─── RECORDS FOR PROCESSING ───

PR #575, opened 2020-09-09
.github: improve body text of PR for dev-lang/rust

dongsupark:
Improve body text of each PR for `dev-lang/rust`, by mentioning that it should be merged together with its paired PR in portage-stable.

Explicitly name `dev-lang/rust` instead of `Rust`, because now there are `dev-lang/rust` as well as `virtual/rust`.
Rename the dispatched event-type name to `rust-pull-request-main`, as `cargo` has already disappeared.

Make the repository-dispatch action send additional client-payload with a field `coreos-overlay-pull-request-number`, which will be later used by the corresponding PR in portage-stable for adding a link back to the PR in coreos-overlay.

This PR should be merged together with https://github.com/flatcar-linux/portage-stable/pull/103.

### DIFF
--- a/.github/workflows/rust-apply-patch.sh
+++ b/.github/workflows/rust-apply-patch.sh
@@ -29,7 +29,7 @@ popd >/dev/null || exit
 
 popd >/dev/null || exit
 
-generate_patches dev-lang rust Rust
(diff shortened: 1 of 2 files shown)


marga-kinvolk (approved):
LGTM, thanks!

───

● INSTRUCTIONS FOR THE TASK
Copy, please, every line from the start of the entries down to the line that holds "-29,7 +29,7 @@ popd >/dev/null || exit", with both of those lines included and no others.

● SOLUTION FOR THIS TASK
PR #575, opened 2020-09-09
.github: improve body text of PR for dev-lang/rust

dongsupark:
Improve body text of each PR for `dev-lang/rust`, by mentioning that it should be merged together with its paired PR in portage-stable.

Explicitly name `dev-lang/rust` instead of `Rust`, because now there are `dev-lang/rust` as well as `virtual/rust`.
Rename the dispatched event-type name to `rust-pull-request-main`, as `cargo` has already disappeared.

Make the repository-dispatch action send additional client-payload with a field `coreos-overlay-pull-request-number`, which will be later used by the corresponding PR in portage-stable for adding a link back to the PR in coreos-overlay.

This PR should be merged together with https://github.com/flatcar-linux/portage-stable/pull/103.

### DIFF
--- a/.github/workflows/rust-apply-patch.sh
+++ b/.github/workflows/rust-apply-patch.sh
@@ -29,7 +29,7 @@ popd >/dev/null || exit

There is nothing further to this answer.